Find the line containing "Default admin user account handling plan" in the entries below. Reproduce that line and each one after it to the end, exactly, with no other lines.

> [DATA EXTRACT]:

◇ ◇ ◇ ◇ ◇ ◇ ◇

Issue #4575, opened 2023-09-24
Default admin user account handling plan


ssddanbrown:
This issue lays out the plan to change the way that the default admin access is granted on new instances.
Currently, a default admin account is created via migrations with the "admin@admin.com" email, and `password` password.
There are two main goals of this change:

- Stop using the `admin@admin.com` email address.
- Stop using predetermined/known credentials, causing a security issue if left unchanged.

◇ ◇ ◇ ◇ ◇ ◇ ◇

> [TASK RESPONSE]:
Default admin user account handling plan


ssddanbrown:
This issue lays out the plan to change the way that the default admin access is granted on new instances.
Currently, a default admin account is created via migrations with the "admin@admin.com" email, and `password` password.
There are two main goals of this change:

- Stop using the `admin@admin.com` email address.
- Stop using predetermined/known credentials, causing a security issue if left unchanged.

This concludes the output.